Type: dict[bauhaus.analysis.config.QualifiedName, set[int]]

Default:

{
   'bsearch': {0},
   'bsearch_s': {0},
   'getenv_s': {0},
   'mbrtoc16': {0},
   'mbrtoc32': {0},
   'mbrtowc': {0},
   'mbsrtowcs_s': {0, 3},
   'mbstowcs_s': {0},
   'mbtowc': {0},
   'setvbuf': {0},
   'wcrtomb_s': {0},
   'wcsrtombs_s': {0, 3},
   'wcstombs_s': {0},
   'wctomb_s': {0}
}

The analysis typically infers the relevant arguments by itself, but in some cases an argument should be disregarded for the inference of pointer and size arguments.

 

ignore_calls_in_functions

ignore_calls_in_functions : set[bauhaus.analysis.config.QualifiedName] = set()

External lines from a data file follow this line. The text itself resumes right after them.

PR #389, opened 2026-08-12
Optimize Gemma4 FMHA decode Split-K path

yuankuns:
## Summary
- Optimize the Gemma4 paged decode Split-K path for `B=1`, `Hq=8`, `Hkv=1`, and `Dv=512`.
- Use a 256-wide output tile for HD512 and parallelize Split-K reduction.
- Fix Split-K variable-length shape and paged-KV cache extent handling.
- Keep HD512 on Split-K below the 64-page threshold and use the Gemma4-specific split-count heuristic.

## Validation
- Default-feature clean wheel build passed (2013 targets).
- GPU 1 BF16 reference correctness passed for 12 contexts from 1 through 5120 tokens.

## GPU 1 Measurement
BF16 paged KV, `B=1/Hq=8/Hkv=1/D=512`, automatic Split-K, XPU event median, 18 runs x 2000 iterations.

| Context | Baseline `03637f08` | This PR |
| ---: | ---: | ---: |
| 4096 | 768.6 us / 10.9 GB/s | 31.1 us / 269.8 GB/s |
| 4097 | 1079.3 us / 7.8 GB/s | 31.1 us / 270.1 GB/s |
| 4608 | 1192.9 us / 7.9 GB/s | 31.6 us / 298.4 GB/s |
| 5120 | 1323.3 us / 7.9 GB/s | 31.8 us / 329.6 GB/s |

## Gemma4 TP=4 E2E Benchmark
SGLang main `69a3c54c`, GPU `4,5,6,7`, TP=4, 4096 input tokens + 1024 output tokens, concurrency 1. The primary decode metric is median ITL.

| Metric | Baseline `03637f08` | This PR `acf148dc` | Change |
| --- | ---: | ---: | ---: |
| Median ITL | 96.44 ms | 87.00 ms | 1.108x / -9.79% |
| Mean TPOT | 92.97 ms | 87.42 ms | 1.064x / -5.98% |
| P90 ITL | 105.99 ms | 92.08 ms | -13.12% |
| TTFT | 1475.52 ms | 1470.68 ms | -0.33% |
| E2E latency | 96.59 s | 90.90 s | 1.063x / -5.89% |
| Output throughput | 10.60 tok/s | 11.26 tok/s | +6.27% |

The operator-level gain is diluted in whole-model decode by GEMM, MoE, TP communication, and other non-FMHA work.

### DIFF
--- a/tests/test_flash_attention.py
+++ b/tests/test_flash_attention.py
@@ -978,7 +978,7 @@ def test_flash_attn_kvcache(
     [torch.bfloat16, torch.float16]
     + ([torch.float8_e4m3fn] if not DISABLE_FP8 else []),
 )
-@pytest.mark.parametrize("nheads_q,nheads_kv", [(16, 16), (16, 4), (16, 1)])
+@pytest.mark.parametrize("nheads_q,nheads_kv", [(16, 16), (16, 4), (16, 1), (8, 1)])
 @pytest.mark.parametrize("new_kv", [False])
 @pytest.mark.parametrize("causal", [False])
 @pytest.mark.parametrize("local", [True, False])
@@ -1006,9 +1006,18 @@ def test_flash_attn_kvcache(
 @pytest.mark.parametrize(
     "seqlen_k",
     [
-        128,
+        1,
+        63,
+        64,
+        65,
+        129,
+        512,
         1024,
+        4033,
         4096,
+        4097,
+        4608,
+        5120,
         8192,
     ],
 )
@@ -1035,8 +1044,10 @@ def test_flash_attn_decode_kvcache(
 ):
     from sgl_kernel.flash_attn import flash_attn_with_kvcache
 
-    if page_size is not None and seqlen_k % page_size != 0:
-        pytest.skip("page_size must divide seqlen_k")
+    if (nheads_q, nheads_kv) == (8, 1) and (
+        batch_size != 1 or d != 512 or page_size != 64
+    ):
+        pytest.skip("Gemma4 Split-K coverage only targets B=1, D=512, page_size=64")
     if seqlen_q > seqlen_k and new_kv:
         pytest.skip("new_kv requires seqlen_q <= seqlen_k")
     if not new_kv and rotary_fraction > 0.0:
@@ -1349,7 +1360,15 @@ def test_flash_attn_decode_kvcache(
         sin = sin.to(dtype) if sin is not None else None
         k_cache_saved = k_cache.clone() if page_size is None else k_cache_paged.clone()
         v_cache_saved = v_cache.clone() if page_size is None else v_cache_paged.clone()
-        num_splits_vals = [1, 0] if not DISABLE_SPLIT else [1]
+        num_splits_vals = (
+            [1, 0]
+            if batch_size == 1
+            and nheads_q == 8
+            and nheads_kv == 1
+            and d == 512
+            and page_size == 64
+            else [1]
+        )
         precompute_metadata_vals = [False]
         for num_splits, precompute_metadata in itertools.product(
             num_splits_vals, precompute_metadata_vals
--- a/python/sgl_kernel/flash_attn.py
+++ b/python/sgl_kernel/flash_attn.py
@@ -272,7 +272,7 @@ def flash_attn_with_kvcache(
         cu_seqlens_q,
         cu_seqlens_k,
         max_seqlen_q,
-        1,
+        max_seqlen_k,
         page_table,
         cache_batch_idx,
         cache_leftpad,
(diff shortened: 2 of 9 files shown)


benchmark/bench_fmha_decode.py
airMeng, line 1: can't reuse the current benchmarks?

cmake/BuildFlags.cmake
```diff
@@ -48,6 +48,10 @@ if(CMAKE_CXX_COMPILER_ID STREQUAL "GNU")
     list(APPEND SYCL_HOST_FLAGS -g -fno-omit-frame-pointer -O0)
   elseif(CMAKE_BUILD_TYPE MATCHES RelWithDebInfo)
     list(APPEND SYCL_HOST_FLAGS -g -O2)
+  elseif(CMAKE_BUILD_TYPE MATCHES MinSizeRel)
+    list(APPEND SYCL_HOST_FLAGS -Os -DNDEBUG)
+  else()
+    list(APPEND SYCL_HOST_FLAGS -O3 -DNDEBUG)
```
airMeng: I think we don't enable CMAKE_BUILD_TYPE=MinSizeRel in pip?

src/sycl/comm/common.h
```diff
@@ -60,4 +60,32 @@ static void launch(typename Kernel::Params params) {
...
+      syclex::sub_group_size<cute::intel::sg_size>, intelex::grf_size<GrfSize>};
+
+  launch_policy policy{
+      compat::dim3(grid.x, grid.y, grid.z),
+      compat::dim3(block.x, block.y, block.z),
+      launch_props,
+      kernel_props};
+  auto stream = at::xpu::getCurrentXPUStream();
+  auto q = stream.queue();
+  compat::experimental::launch<cutlass::device_kernel<Kernel>, Kernel, false>(policy, q, params);
```
airMeng: Any performance gains without event? If yes, can we make it as the default path.

airMeng (approved):

airMeng:
I wanted to click ```comment``` not approve and seems can't withdraw :)

tests/test_flash_attention.py
```diff
@@ -1006,9 +1006,18 @@ def test_flash_attn_kvcache(
...
+        64,
+        65,
+        129,
+        512,
         1024,
+        4033,
         4096,
+        4097,
+        4608,
+        5120,
```
airMeng, line 1020: Is it necessary to add so many tests? Might slow down the CI

tests/test_flash_attention.py
```diff
@@ -1349,7 +1360,15 @@ def test_flash_attn_decode_kvcache(
...
         v_cache_saved = v_cache.clone() if page_size is None else v_cache_paged.clone()
-        num_splits_vals = [1, 0] if not DISABLE_SPLIT else [1]
+        num_splits_vals = (
+            [1, 0]
+            if batch_size == 1
+            and nheads_q == 8
+            and nheads_kv == 1
+            and d == 512
+            and page_size == 64
+            else [1]
```
airMeng, line 1370: any reason why we only test split with this config?

tests/test_flash_attention.py
yuankuns: It's always a balance between more test / bug leak actually. I usually will consider those edge cases in my side so add them in the test if required.

tests/test_flash_attention.py
yuankuns: They are only enabled case, and will benefit the performance otherwise the tradeoff are bigger, and this is the same reason why split k was off by default.

jmunetong:
I have been able to recreate the results for this PR on gemma-4-31b. 

Both sides were measured on this host: the reproduced baseline ran against a from-source
non-editable install of `03637f08` (§6.1), the reproduced PR side against the PR head.

| Metric | PR: Baseline `03637f08` | PR: This PR `acf148dc` | **Baseline `03637f08` reproduced** | **PR389 reproduced** | Same-host A/B |
| --- | ---: | ---: | ---: | ---: | ---: |
| Median ITL | 96.44 ms | 87.00 ms | **105.14 ms** | **77.18 ms** | **1.36×** / −26.6% |
| Mean TPOT | 92.97 ms | 87.42 ms | **106.44 ms** | **82.68 ms** | **1.29×** / −22.3% |
| P90 ITL | 105.99 ms | 92.08 ms | **111.51 ms** | **104.20 ms** | 1.07× / −6.6% |
| TTFT | 1475.52 ms | 1470.68 ms | **1506.67 ms** | **1468.06 ms** | 1.03× / −2.6% |
| E2E latency | 96.59 s | 90.90 s | **110.39 s** | **86.05 s** | **1.28×** / −22.0% |
| Output throughput | 10.60 tok/s | 11.26 tok/s | **9.27 tok/s** | **11.90 tok/s** | **1.28×** / +28.4% |

With both sides measured here, decode improves on every metric: median ITL 105.14 → 77.18 ms (**1.36×**), mean
TPOT 106.44 → 82.68 ms (1.29×), E2E 110.39 → 86.05 s (1.28×), output throughput 9.27 → 11.90
tok/s (+28.4%). TTFT barely moves (1506.67 → 1468.06 ms, −2.6%), exactly as it should for a
change confined to the decode Split-K path.

jmunetong (approved):

PR #391, opened 2026-08-13
JIT compile wheel size 21MB

sunjiweiswift:
# RFC: Device-Aware Runtime JIT for Multi-Arch XPU Kernels

- **Status:** Draft (core + MoE landed; FMHA/MLA/GDN pending)
- **Area:** `sgl-kernel-xpu` runtime JIT (`src/jit/`) · Intel XPU (SYCL/`icpx`)
- **Date:** 2026-08-20

## Summary

The JIT already ships kernels as templates (`USE_SYCL_JIT`) instead of AOT
binaries, shrinking the wheel **~180 MB → ~22 MB**. But it compiles for one
architecture (Xe20/BMG) via a process-global `-fsycl-targets`. This RFC makes the
JIT **device-aware**: each launch classifies its `sycl::queue`'s device and
compiles/caches the correct per-arch variant, so **Xe20 (BMG)** and **Xe35
(XE3P)** can coexist.

## Motivation

- **Correctness:** hard-coded `intel_gpu_bmg_g21` produces wrong code/ISA on Xe35.
- **Multi-device:** one process may hold Xe20 *and* Xe35 queues; each launch must
  pick the matching variant.
- **Size:** AOT multi-arch = a fat binary (~2× instances); JIT builds only the
  arch(es) present — the strongest argument *for* JIT.

## Design

**1. Classify device (SYCL side, `Utils.h`)** — map the real architecture enum to
a stable code, mirroring `query_device`:
```cpp
static inline int jit_arch_code(at::DeviceIndex dev = -1) {
  switch (get_device_architecture(dev)) {
    case syclex::architecture::intel_gpu_bmg_g21:
    case syclex::architecture::intel_gpu_bmg_g31:
      return (int)sgl::jit::Arch::BMG;
    // case <xe35>: return (int)sgl::jit::Arch::XE3P;
    default: return (int)sgl::jit::Arch::BMG;
  }
}
```

**2. Arch profile (`jit/jit_arch.{h,cpp}`, torch/SYCL-free)**
```cpp
enum class Arch { BMG = 0, XE3P = 1 };
struct ArchProfile { std::string target, macro, suffix; };
// BMG  -> {"",              "",                 "bmg"}
// XE3P -> {"<xe35 id TBD>", "XPU_ENABLED_XE3P", "xe3p"}
```

**3. Per-spec target (engine)** — `CompileSpec.target` added;
`default_sycl_flags()` no longer hard-codes the target; `get_or_compile` appends
`-fsycl-targets=<spec.target | default>`, so it lands in the cache key.

**4. Thread `arch` through each op** — `resolve()`/`pack_key()` take `arch`, set
`spec.target`, add `-D<macro>`, append `_<suffix>` to the name + front-cache key.
Dispatcher passes `jit_arch_code()`.

**5. Multi-device dispatch** — arch is derived per launch and is part of the key:

| Launch | arch | key | artifact |
|---|---|---|---|
| GPU0 Xe20 | BMG | `(config, BMG)` | `..._bmg.so` |
| GPU1 Xe35 | XE3P | `(config, XE3P)` | `..._xe3p.so` (`-DXPU_ENABLED_XE3P`) |

Same config compiles twice; two `.so` coexist. Without arch in the key an Xe20
fn-ptr could be handed to an Xe35 queue — the bug this fixes.

## Why not one SPIR-V

Xe35 source diverges at compile time (`#if defined(XPU_ENABLED_XE3P)`: 512-GRF,
256 subgroups, 384 KiB SLM, different tiles). SPIR-V only finalizes ISA for the
*same* source; it can't recover a different code path. → compile per arch.

## Rollout & Compatibility

Landed: engine target + `jit_arch.*` + `Utils.h` + MoE (`GroupGemmXe20/W4A16`).
Pending: FMHA/MLA/GDN (identical threading), then Xe35 bring-up (fill
`ArchProfile{XE3P}.target`, the enum case, per-arch tiles). **BMG-only today is a
no-op** (arch resolves to 0; same flags/keys) — verified by a clean
`USE_SYCL_JIT=ON` build.

## Open Questions

1. Xe35 `-fsycl-targets` id and its `syclex::architecture` enum.
2. Do `-spirv-ext` flags vary per arch?
3. Per-arch tile heuristics in `resolve()` or `ArchProfile`?


src/jit/sycl_template_jit.cpp
```diff
@@ -0,0 +1,385 @@
...
+      }
+    }
+    out += tmpl[i];
+    ++i;
+  }
+  return out;
+}
+
+void* get_or_compile(const CompileSpec& spec, const JitConfig& config, std::string* err) {
+  auto set_err = [&](const std::string& m) {
```
airMeng, line 207: check the host memory for whether enough for compilation

mingfeima:
@sunjiweiswift could you please give everyone  a headsup about this, maybe prepare a simple slice on next weekly meeting:

* new files added
* old kernel files
* how to coop with CRI
* how to enable jit compile / how to enable aot compile
* how vllm is working on this
* resullts

and so on ...

kareemshaik80 (commented):
UT coverage is missing for several JIT-enabled kernels. It would be helpful to add tests validating JIT correctness against the corresponding AOT implementations, along with representative JIT vs AOT performance benchmark results.

kareemshaik80 (commented):
How sglang runtime invokes the JIT kernels? The interface is not clear. Do you import from sgl_kernel.jit.*? 
Do you call a high-level function or a low-level C-dispatch layer?
What parameters does the user pass, and how does the JIT decide which config to compile?
What happens if a config is unsupported or compilation fails?  Is it aligned with this PR https://github.com/sgl-project/sglang/pull/28716 for runtime interface.

sunjiweiswift:
> How sglang runtime invokes the JIT kernels? The interface is not clear. Do you import from sgl_kernel.jit.*? Do you call a high-level function or a low-level C-dispatch layer? What parameters does the user pass, and how does the JIT decide which config to compile? What happens if a config is unsupported or compilation fails?  Is it aligned with this PR [sgl-project/sglang#28716](https://github.com/sgl-project/sglang/pull/28716) for runtime interface.

Both AOT and JIT modes use the same flash_attn_with_kvcache interface.

The selection between JIT and AOT is controlled by the build flag USE_SYCL_JIT:

When USE_SYCL_JIT is enabled, the system operates in JIT mode. Kernel code is packaged into a shared library (.so file); at runtime, the system selects the appropriate template instantiation based on the actual configuration and compiles it.
When USE_SYCL_JIT is disabled, AOT mode is used, and the required template instantiations are generated during build time.

JIT and AOT share the same C++ implementation. As a result, after warmup, their runtime performance is identical. The only difference is that in JIT mode, each template instantiation incurs a one-time compilation overhead when it is used for the first time.

@mingfeima  @airMeng  pls review

airMeng (approved):

PR #342, opened 2026-07-27
[XPU] Optimize paged FMHA prefill for head dim 512

yuankuns:
## Summary

- port the paged FMHA score-reuse optimization for `HEAD_DIM=512` from CUTLASS-SYCL
- store scaled QK scores in a block2D workspace and reuse them for the second output tile
- preserve remainder-K masking for non-aligned KV lengths, including local-window attention
- keep the existing bf16-only paged prefill dispatch unchanged
- add `FMHA_PREFILL_ENABLE_SCORE_BLOCK2D_512`, enabled by default
- cap the score workspace at 1 GiB by slicing the batch and reusing the same workspace

## Correctness

Tested bf16 on Intel Arc Pro B60 with reverse page tables.

`B=1, SQ=127, SK=250, Hq/Hkv=4/2, D=512`:

| mask | max error | bad elements |
| --- | ---: | ---: |
| full | 0.001964 | 0 |
| causal | 0.002082 | 0 |
| local `(63,17)` | 0.003994 | 0 |

Also tested `B=2` with KV lengths `[250, 193]`, reverse page tables, and local `(63,17)` attention: max error `0.003724`, bad elements `0`.

Additional integration validation:

- full default-feature build: `1485/1485`
- `tests/test_flash_attention.py`: `1725 passed, 660 skipped`
- K-tail, causal GQA, and score-prefetch boundary cases: max absolute error `0.000174-0.000364`, no elements above `0.01`

### Original kernel case

Intel Arc Pro B60, bf16, page size 64, reverse page table, `B=1, SQ=512, SK=4096, Hq/Hkv=16/8, D=512`:

| workload | baseline | optimized | improvement |
| --- | ---: | ---: | ---: |
| full attention | 2.754 ms | 2.203 ms | 20.0% |
| Gemma4 global attention (causal) | 2.615 ms | 2.138 ms | 18.2% |

### Large production shape

Intel Arc Pro B60, bf16, page size 128, `B=16, SQ=SK=4096, Hq/Hkv=16/16, D=512`. The baseline is the saved pre-PR wheel; both wheels used the same benchmark script on GPU 1 with `triton.testing.do_bench`, `warmup=1000 ms`, and `rep=5000 ms`.

| workload | baseline | optimized | latency improvement | baseline TOPS | optimized TOPS |
| --- | ---: | ---: | ---: | ---: | ---: |
| full attention | 297.427 ms | 175.081 ms | 41.1% (`1.70x`) | 29.57 | 50.24 |
[...]

PR #319, opened 2026-07-22
[fmha] Split decode/prefill kernels into per-layout, per-dtype Template units

sunjiweiswift:
Split the large `decode.so` file to reduce memory usage during compilation.

PR #392, opened 2026-08-14
[XPU] Fix paged FMHA prefetch bounds and expand coverage

yuankuns:
## Summary

Fix the paged FMHA prefill final-tile page-table bounds issue and expand opt-in XPU FMHA coverage.

This page-table out-of-bounds bug was discovered recently through the expanded test coverage, but it is a pre-existing issue rather than a regression from PR #342. Earlier UT coverage did not repeatedly exercise the final-K-tile/page-boundary combination, so it remained undetected. The same failure reproduces on PR #319 and PR #252. The bounds fix is now included here.

- Clamp the speculative next K-tile index before page-table translation in the non-ScoreBlock2D paged prefill path. This prevents a final-iteration `K + 1` page-table access beyond the valid cache range.
- Extend the BF16/FP16 paged KV-cache matrix to head dimensions `64/96/128/192/256/512`.
- Focus the FP8 broad matrix on FP8 dtype and descale coverage, while retaining causal decode/prefill smoke coverage and long-sequence causal canaries.
- Add non-paged varlen K-tail coverage with non-power-of-two lengths.

The extended matrix remains opt-in via `FLASH_ATTENTION_KVCACHE_EXTENDED_TESTS=1`.

## Validation

- The six original paged/GQA hang repro shapes passed reference validation on GPUs 1, 2, and 3.
- Full extended suite on GPU 0: `32003 passed, 1896 skipped in 633.34s`.
- `black-jupyter --files tests/test_flash_attention.py` passes.

## Notes

The page-table bounds fix addresses the confirmed final-K-tile out-of-bounds path. The earlier resource-pressure experiment that held multiple K-block score fragments is not present in this branch.

### DIFF
--- a/src/sycl/kernels/flash_attention_v2/collective/xe_fmha_fwd_mainloop.hpp
+++ b/src/sycl/kernels/flash_attention_v2/collective/xe_fmha_fwd_mainloop.hpp
@@ -507,7 +507,10 @@ struct FMHAFwdMainloop<
 
       page_idx = next_page_idx;
       if constexpr (!ScoreBlock2D) {
-        next_page_idx = K + 1;
+        // The final iteration has no next K prefetch, but translating K + 1
+        // still dereferences the page table. Clamp it to the last valid tile
+        // so page_size=128 does not read one entry past the page table.
+        next_page_idx = cute::min(K + 1, k_end - 1);
         if constexpr (PagedKV) {
           next_page_idx = get_physical_k_tile(next_page_idx, l_coord, seq_len_kv_cache);
         }
--- a/tests/test_flash_attention.py
+++ b/tests/test_flash_attention.py
@@ -66,9 +66,7 @@ DISABLE_PACKGQA = True
 DISABLE_FP16 = True
 DISABLE_FP8 = True
 
-EXTENDED_KVCACHE_TESTS = (
-    os.getenv("FLASH_ATTENTION_KVCACHE_EXTENDED_TESTS") == "1"
-)
+EXTENDED_KVCACHE_TESTS = os.getenv("FLASH_ATTENTION_KVCACHE_EXTENDED_TESTS") == "1"
 KVCACHE_BATCH_SIZES = [5]
 KVCACHE_HEAD_CONFIGS = [(16, 16), (16, 4), (8, 1)]
 KVCACHE_SEQLEN_CONFIGS = [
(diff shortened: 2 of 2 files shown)


Valentine233:
@yuankuns Thanks! Recently, you mention that several PRs cause hang issues: https://github.com/sgl-project/sgl-kernel-xpu/pull/342, https://github.com/sgl-project/sgl-kernel-xpu/pull/384, https://github.com/sgl-project/sgl-kernel-xpu/pull/252, https://github.com/sgl-project/sgl-kernel-xpu/pull/319. This PR only fixes https://github.com/sgl-project/sgl-kernel-xpu/pull/342, and the rest three ones still exist. For the rest unresolved cases, could you please indicate in the description the corresponding guilty commit?

yuankuns:
> @yuankuns Thanks! Recently, you mention that several PRs cause hang issues: #342, #384, #252, #319. This PR only fixes #342, and the rest three ones still exist. For the rest unresolved cases, could you please indicate in the description the corresponding guilty commit?

The GPU hang is caused by a latent out-of-bounds page-table access in the paged-KV FMHA kernel. The issue was observed in the code from PR #252 and PR #319, both of which predate PR #342. PR #342 did not modify the page-table traversal logic and did not introduce this bug.

The issue was first exposed when new UT coverage expanded the GQA ratio to 8. For specific combinations such as GQA ratio = 8, page size = 128, and hd = 512, the kernel can prefetch a next page-table entry after reaching the final valid  K tile. This accesses an entry beyond the valid page-table range. The invalid value  may come from adjacent or unmapped memory, and if it is subsequently used as a  physical-page address, it can cause a GPU hang or device loss.

After expanding coverage further, we observed similar hangs for additional shapes,  including FP8 with head dimension 256, bf16 with hd=256 in code from both PR #252 and PR #319. This confirms that the problem is a pre-existing latent boundary bug rather than a regression introduced by PR #342. The previous UT matrix did not cover all relevant combinations of GQA ratio, page size, head dimension, KV-cache dtype, query/cache length, and final-page boundaries, so these cases were not triggered earlier.

The fix bounds the next page-table prefetch to the final valid K tile, preventing the out-of-range page-table access. With the fix applied, all previously observed hanging shapes pass on the current HEAD without GPU hangs or device loss.

airMeng (approved):

Valentine233 (approved):
Thanks for the fixing!
Several things to confirm:
1. Is `FLASH_ATTENTION_KVCACHE_EXTENDED_TESTS` added to reduce CI time?
2. Do this fix all the issues of other PRs I listed above?

yuankuns:
`FLASH_ATTENTION_KVCACHE_EXTENDED_TESTS` is opt-in to keep the default CI suite practical. It is disabled by default; it can be enabled in CI or run manually when broader regression coverage is needed.

For the listed PRs: the final-K-tile page-table OOB is a pre-existing FMHA issue that reproduces on #252 and #319, and was not introduced by #342. The fix in this PR addresses that shared page-table traversal bug; the previously observed six hang shapes now pass on current HEAD.

I also checked #384. It only changes build/profiling flags and does not modify FMHA or page-table traversal, so it is unrelated to this kernel issue.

Qualified names of function definitions in which calls to relevant functions are ignored for this check.

 

length_names

length_names : set[bauhaus.analysis.config.QualifiedName] = {'strlen', 'strnlen', 'wcslen', 'wcsnlen'}

Names of length functions. Pointer arguments that are also the first argument of a length function as a size argument are syntactically not checked further.

 

pointer_argument

pointer_argument

Type: dict[bauhaus.analysis.config.QualifiedName, int]

Default:

{
   'mbsrtowcs': 0,
   'strxfrm': 0,
   'wcsrtombs': 0,
   'wcsrtombs_s': 1,
   'wcsxfrm': 0
}

The analysis typically infers the relevant arguments by itself, but in some cases (e.g. functions having more than one pointer parameter) it may be necessary to provide the index of the single pointer argument (starting with index 0).

 

second_size_argument

second_size_argument

Type: dict[bauhaus.analysis.config.QualifiedName, int]

Default:

{
   'mbsrtowcs_s': 4,
   'mbstowcs_s': 4,
   'memcpy_s': 3,
   'memmove_s': 3,
   'memset_s': 3,
   'strncat_s': 3,
   'strncpy_s': 3,
   'wcsncat_s': 3,
   'wcsncpy_s': 3,
   'wcsrtombs_s': 4,
   'wcstombs_s': 4,
   'wmemcpy_s': 3,
   'wmemmove_s': 3
}

Names were a second size argument also applies to the first pointer.

 

size_argument

size_argument

Type: dict[bauhaus.analysis.config.QualifiedName, int]

Default:

{
   'memchr': 2,
   'memset': 2,
   'setvbuf': 3,
   'wcrtomb_s': 2,
   'wmemchr': 2,
   'wmemset': 2
}

The analysis typically infers the relevant arguments by itself, but in some cases (e.g. functions having more than one integer parameter) it may be necessary to provide the index of the single size argument (starting with index 0).

 

use_type_based_maximum

use_type_based_maximum : bool = True

If true, assume a maximal value if only the type of a size value is known. This will result in a size_too_large violation, if the analysis does not know better and the code is reachable according to the buffer analysis.

 

use_type_based_minimum

use_type_based_minimum : bool = False

If true, assume zero if only the type of a size value is known.